## Exercise brief
Look through the entries below for the string "getKapacitorConfig", and copy each line where it is found.

[Stored dataset items]
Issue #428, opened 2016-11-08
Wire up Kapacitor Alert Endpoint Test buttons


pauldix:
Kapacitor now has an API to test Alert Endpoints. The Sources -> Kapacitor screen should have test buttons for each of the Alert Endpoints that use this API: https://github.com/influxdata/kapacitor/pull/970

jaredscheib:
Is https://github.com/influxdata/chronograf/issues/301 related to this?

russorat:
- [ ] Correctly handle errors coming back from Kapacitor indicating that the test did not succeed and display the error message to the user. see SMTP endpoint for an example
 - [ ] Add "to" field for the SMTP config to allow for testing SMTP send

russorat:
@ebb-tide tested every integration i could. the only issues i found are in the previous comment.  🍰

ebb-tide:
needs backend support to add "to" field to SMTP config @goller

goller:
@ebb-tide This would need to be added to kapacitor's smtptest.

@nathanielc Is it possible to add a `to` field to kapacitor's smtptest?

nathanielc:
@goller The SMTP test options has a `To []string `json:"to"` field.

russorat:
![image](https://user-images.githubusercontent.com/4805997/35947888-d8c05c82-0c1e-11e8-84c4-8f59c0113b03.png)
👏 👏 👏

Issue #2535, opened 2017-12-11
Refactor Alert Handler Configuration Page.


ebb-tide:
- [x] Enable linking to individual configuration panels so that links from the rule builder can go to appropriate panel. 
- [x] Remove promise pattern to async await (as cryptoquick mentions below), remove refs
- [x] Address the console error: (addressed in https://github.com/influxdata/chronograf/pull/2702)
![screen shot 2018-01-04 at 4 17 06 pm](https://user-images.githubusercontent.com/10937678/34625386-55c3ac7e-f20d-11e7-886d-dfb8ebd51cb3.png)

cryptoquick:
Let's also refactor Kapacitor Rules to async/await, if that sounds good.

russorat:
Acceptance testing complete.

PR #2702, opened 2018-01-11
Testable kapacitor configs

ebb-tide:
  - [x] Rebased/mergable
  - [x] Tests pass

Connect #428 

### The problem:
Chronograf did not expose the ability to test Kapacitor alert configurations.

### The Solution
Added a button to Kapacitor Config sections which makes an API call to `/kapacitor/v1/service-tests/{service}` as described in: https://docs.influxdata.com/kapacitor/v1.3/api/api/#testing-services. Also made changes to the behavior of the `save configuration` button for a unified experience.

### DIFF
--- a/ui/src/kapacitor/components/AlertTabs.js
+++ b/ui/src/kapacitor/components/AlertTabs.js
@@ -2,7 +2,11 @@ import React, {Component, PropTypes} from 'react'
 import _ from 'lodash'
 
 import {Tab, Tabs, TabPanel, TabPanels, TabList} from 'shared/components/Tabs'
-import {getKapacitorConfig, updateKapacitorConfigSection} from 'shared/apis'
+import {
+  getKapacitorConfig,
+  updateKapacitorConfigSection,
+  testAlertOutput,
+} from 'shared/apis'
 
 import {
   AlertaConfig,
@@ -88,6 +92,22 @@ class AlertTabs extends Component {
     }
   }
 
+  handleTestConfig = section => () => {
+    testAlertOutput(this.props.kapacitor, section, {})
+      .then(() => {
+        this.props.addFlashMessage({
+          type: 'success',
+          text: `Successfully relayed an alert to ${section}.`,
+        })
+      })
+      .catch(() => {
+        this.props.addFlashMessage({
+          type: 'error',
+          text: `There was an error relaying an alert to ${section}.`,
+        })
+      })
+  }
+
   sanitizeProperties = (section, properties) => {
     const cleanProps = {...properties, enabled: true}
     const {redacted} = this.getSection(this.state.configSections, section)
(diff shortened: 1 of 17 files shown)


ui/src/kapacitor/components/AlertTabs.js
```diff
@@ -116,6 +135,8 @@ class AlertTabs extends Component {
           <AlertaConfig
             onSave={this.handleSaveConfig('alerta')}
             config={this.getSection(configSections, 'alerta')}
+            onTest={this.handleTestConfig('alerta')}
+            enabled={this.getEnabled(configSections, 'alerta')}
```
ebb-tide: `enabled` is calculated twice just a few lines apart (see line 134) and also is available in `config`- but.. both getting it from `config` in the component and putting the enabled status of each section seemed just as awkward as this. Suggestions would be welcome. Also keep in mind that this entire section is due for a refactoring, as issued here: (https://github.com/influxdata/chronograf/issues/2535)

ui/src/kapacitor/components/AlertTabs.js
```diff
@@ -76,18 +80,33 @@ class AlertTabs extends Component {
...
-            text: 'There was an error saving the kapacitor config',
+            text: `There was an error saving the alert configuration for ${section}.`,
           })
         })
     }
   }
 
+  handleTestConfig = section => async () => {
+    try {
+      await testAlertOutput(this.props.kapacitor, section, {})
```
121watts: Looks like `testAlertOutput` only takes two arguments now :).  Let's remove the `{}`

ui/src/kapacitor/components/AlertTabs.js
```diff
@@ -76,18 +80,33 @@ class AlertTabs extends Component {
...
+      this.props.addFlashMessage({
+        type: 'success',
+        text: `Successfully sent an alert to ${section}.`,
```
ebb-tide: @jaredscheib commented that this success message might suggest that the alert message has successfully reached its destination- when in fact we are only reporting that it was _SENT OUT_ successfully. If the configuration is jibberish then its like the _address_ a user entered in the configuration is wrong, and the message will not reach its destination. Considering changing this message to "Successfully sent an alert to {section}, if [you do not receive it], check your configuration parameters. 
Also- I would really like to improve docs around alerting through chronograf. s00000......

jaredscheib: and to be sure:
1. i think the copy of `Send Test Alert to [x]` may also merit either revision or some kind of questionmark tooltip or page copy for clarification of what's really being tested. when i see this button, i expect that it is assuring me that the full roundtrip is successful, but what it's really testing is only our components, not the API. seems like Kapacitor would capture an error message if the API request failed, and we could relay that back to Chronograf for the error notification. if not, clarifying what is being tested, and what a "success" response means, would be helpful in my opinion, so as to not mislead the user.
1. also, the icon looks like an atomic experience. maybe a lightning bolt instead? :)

## Answer to this problem
-import {getKapacitorConfig, updateKapacitorConfigSection} from 'shared/apis'
+  getKapacitorConfig,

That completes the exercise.